* [Requirement]
In the records below, some lines hold the word "opened". Copy each of those lines.

[Stored data entries]
PR #8029, opened 2018-10-23
[RFR]Orchestration view is_displayed fix

sshveta:
1) Removed assertions to be moved to test in following PR
2) Fixed some views
3) Changed order of filling fields as provider dropdown appears once template is selected.

{{ pytest: --use-provider rhos11 cfme/tests/services/test_provision_stack.py::test_provision_stack }}


lina-nikiforova:
@sshveta can you add some tests to this PR?

mshriver:
The failure in PRT actually looks like a potential BZ, not a problem with the test. the flash message is looking for a field to be filled that is disabled.

PR #8032, opened 2018-10-24
[1LP][RFR] Add cloud provider dashboard tests

jadhaj:
Purpose or Intent
=================
Add test_dashboard_card_tenants

{{ pytest: cfme/tests/openstack/cloud/test_provider.py::test_dashboard_card_tenants cfme/tests/openstack/cloud/test_provider.py::test_dashboard_card_security_groups }}

### DIFF
--- a/cfme/tests/openstack/cloud/test_provider.py
+++ b/cfme/tests/openstack/cloud/test_provider.py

* [Reply to the task]
PR #8029, opened 2018-10-23
PR #8032, opened 2018-10-24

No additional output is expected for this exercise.